The sole answer should be the number of lines in the material below that hold "lambda".

Content starts

Issue #246, opened 2019-06-12
Overview of code structure needed


DuckNrOne:
Hello,

It's more a question than an issue. So if somebody wants to contribute to symfit, it's quite difficult to get an overview of the code structure. 

I know it's a big task, but is it possible to create a manual, which help to get into the code architecture?

pckroon:
https://symfit.readthedocs.io/en/stable/api_structure.html
Beyond that we probably need to improve the general structure (fit.py is too large). But if you have specific questions feel free to ask.

tBuLi:
I agree with you that the documentation is currently a bit lacking in outlining these things for people who want to contribute, so it's not unfair to ask. The link @pckroon provided is indeed the best we currently have, and even it seems a bit outdated and in need of review. So in fact, I will reopen this as an issue that needs to be addressed.

As to what we can do about this immediately, @pckroon and I are usually quite quick to respond to specific problems, so if you have something you would like to work on just let us know.

Do you have something specific you would like symfit to be able to do and would like to discuss? Perhaps you can open an issue for that and then we can discuss it there. Let me know what it is you would like to contribute :).

And if you would like me to recommend some valued issues which might be relatively simple to address, you can have a look at #160. (Not very easy but for sure highly valued by some users.)

DuckNrOne:
Thanks for your quick response. 
I already read the API structure from the docs yesterday...That's why I opened this issue :)
I want to help on this project, because I think that it has a great perspective. 

I'll have an eye on the pull request #247. (After some lines in the docs (#204 & #143)) I would try to help at the issue #160 .

DuckNrOne:
As I am currently engaged in unittesting in my free time, I would suggest that I develop more test cases for symfit. In this case, it will be possible for me to deal with the code structure further.

tBuLi:
That would in fact be very much appreciated, adding and organizing tests is something that needs to be done, and it's a good way to get to know a project!

You can have a look here to see the areas which need attention: https://coveralls.io/github/tBuLi/symfit

You can ignore the worst 2 files though, keywordonly.py and leastsqbounds.py. The first will be fixed by discontinuing py27 support, and the latter by removing that file altogether and using `scipy`'s equivalent.

pckroon:
More tests would be great indeed! We intend to move to (parametrized) pytest tests and fixtures [1] rather than the jumble it is at the moment. You are more than welcome to either add tests in this new style, convert old/existing tests or just add new test cases in the current style.
[...]

PR #248, opened 2019-06-16
Add the example "ODEModels as subproblems using CallableNumericalModel" (Issue #204)

### LINKED ISSUE #204: Fitting ode with data not directly linked to an ode variable
Hi,

Thank you for your great framework.

I'm trying to use ODE fitting when my data are not directly linked to an ode variable:
+ y : variable of an ode model with some kind of parameters to optimize
+ z_data = f(y,params) 
    where:
            * z_data : my data
            * f is a given function but it's not an ode 
            * params are additionnal parameters to optimize

After some kind of test, I didn't figure out how to do that.

If it's not possible, could you add this features?
If it's possible, could you add the procedure in the documentation because I didn't find the obvious way to do it?

DuckNrOne:
I renamed the first example about the CallableNumerical Model and added a second example about ODEModels as subproblems using CallableNumericalModel. 

This pull request fixes #204


tBuLi:
Thanks for making this PR! The notebooks are a bit hard to review so I'll do that here:

There have been some changes to the (`CallableNumericalModel`) syntax which will make it even better, I'm sorry I should've mentioned this in #204.

Change
```python
ode_model = ODEModel({D(y, x): k * y}, initial={x: 0.0, y: 1.0})
model = CallableNumericalModel({z: fun(ode_model)},independent_vars=[x], params=[k,k2])
```
To
```python
w = Variable('w')
ode_model = ODEModel({D(y, x): k * y}, initial={x: 0.0, y: 1.0})
model_dict = {
    z: 2 * w + k2,
    w: ode_model(x=x, k=k)
}
model = CallableNumericalModel(model_dict, connectivity_mapping={z: {w, k2}, w: {x, k}})
```

This is a new syntax for initiating `CallableNumericalModel` which wasn't possible at the time this issue first arose. This means the wrapping function can be removed entirely. And the `independent_vars` and `params` keywords to `CallableNumericalModel` have been deprecated in favor of `connectivity_mapping`, I think from this example you can see why :).

Additionally, remove the extra space in your prints 'k = ', print will add a space automatically.

Finally, naming-wise I would prefer to name `k2` something else, like `b`. `k` to me sounds like a rate constant, whereas `b` is traditionally the constant term in `a x + b`.

I apologize for not pointing this out earlier.

DuckNrOne:
Everything is fine :D It's not a big problem to change the code a bit. Unfortunately, I didn't find information about the ``CallableNumericalModel``, but this is another issue :D

I changed the printing thing and the naming of the parameters, but with I got an error by creating the second entry of ``model_dict``: _cannot determine truth value of Relational_. Do you have an idea?

tBuLi:
Hmm weird, using the exact code I gave above? Perhaps you can post your new code and the full traceback?

DuckNrOne:
The code: 
```python
from symfit import variables, Parameter, Fit, D, ODEModel, CallableNumericalModel
import numpy as np
import matplotlib.pyplot as plt

# Create data
x_data = np.linspace(0.0, 10.0, 1000)
a_expected = 0.6
b_expected = 10.0
y_data = 2 * np.exp(a_expected * x_data) + b_expected

# Initialise variables and parameters
w, x, y, z = variables('w, x, y, z')
a = Parameter('a', 0.0)
b = Parameter('b', 0.0)

# Define model
ode_model = ODEModel({D(y, x): a * y}, initial={x: 0.0, y: 1.0})
model_dict = {
    z: 2 * w + b,
    w: ode_model(x=x, a=a),
}
model = CallableNumericalModel(model_dict, connectivity_mapping={z: {w, b}, w: {x, a}})

# Apply model
fit = Fit(model,x=x_data, z=y_data)
fit_result = fit.execute()
```
And the Traceback:
```
---------------------------------------------------------------------------
TypeError                                 Traceback (most recent call last)
<ipython-input-11-dbc1f7a64940> in <module>
     18 model_dict = {
     19     z: 2 * w + b,
---> 20     w: ode_model(x=x, a=a),
     21 }
     22 model = CallableNumericalModel(model_dict, connectivity_mapping={z: {w, b}, w: {x, a}})

~\Anaconda3\lib\site-packages\symfit\core\fit.py in __call__(self, *args, **kwargs)
   1699         """
   1700         Ans = variabletuple('Ans', self)
-> 1701         ans = Ans(*self.eval_components(*args, **kwargs))
   1702         return ans
   1703 

~\Anaconda3\lib\site-packages\symfit\core\fit.py in eval_components(self, *args, **kwargs)
   1646         else:
   1647             t_bigger = np.concatenate(
-> 1648                 (np.array([t_initial]), t_like[t_like > t_initial])
   1649             )
   1650             t_smaller = np.concatenate(

~\Anaconda3\lib\site-packages\sympy\core\relational.py in __nonzero__(self)
    227 
    228     def __nonzero__(self):
--> 229         raise TypeError("cannot determine truth value of Relational")
    230 
    231     __bool__ = __nonzero__

TypeError: cannot determine truth value of Relational
```

tBuLi:
Ah yes, I forgot some important details. The line for `w` should be
```python
w: lambda x, a: ode_model(x=x, a=a).y,
```
since models return an `Ans` object which is essentially a namedtuple with all the evaluated components. So we have to select the `y` component of the answer.

It would actually be nice if we recognize when a component returns an `Ans` so we could write 
```python
model_dict = {
    z: 2 * w + b,
    w: ode_model,
}
```
instead, since the lamba just to do the unpacking feels a bit redundant. But that should be a separate issue.

tBuLi:
Thinking about it some more, `w` is redundant, we can safely use `y` to represent the output of the ODE. That is much clearer:

```python
from symfit import variables, Parameter, Fit, D, ODEModel, CallableNumericalModel
import numpy as np
import matplotlib.pyplot as plt

# Create data
x_data = np.linspace(0.0, 10.0, 1000)
a_expected = 0.6
b_expected = 10.0
z_data = 2 * np.exp(a_expected * x_data) + b_expected

# Initialise variables and parameters
a = Parameter('a', 0.0)
b = Parameter('b', 0.0)

# Define model
ode_model = ODEModel({D(y, x): a * y}, initial={x: 0.0, y: 1.0})
model_dict = {
    z: 2 * y + b,
    y: lambda x, a: ode_model(x=x, a=a).y,
}
model = CallableNumericalModel(model_dict, connectivity_mapping={z: {y, b}, y: {x, a}})

# Apply model
fit = Fit(model, x=x_data, z=z_data)
fit_result = fit.execute()
```

DuckNrOne:
I added the new syntax now. I think it is time to look into the real code of symfit :D

@tBuLi could you please look over the description of the example :)

tBuLi:
The code looks very good right now. The text could use an additional read-through, because there is for example a space missing somewhere after a period. After you give it another read through to see if the text flows well, I can merge it. And let me know in #246 what you would like to work on in the core specifically :).

DuckNrOne:
All right. I tried to improve the text to make the example clearer and the text more fluid.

Content ends

* _RESPONSE BOX_:
2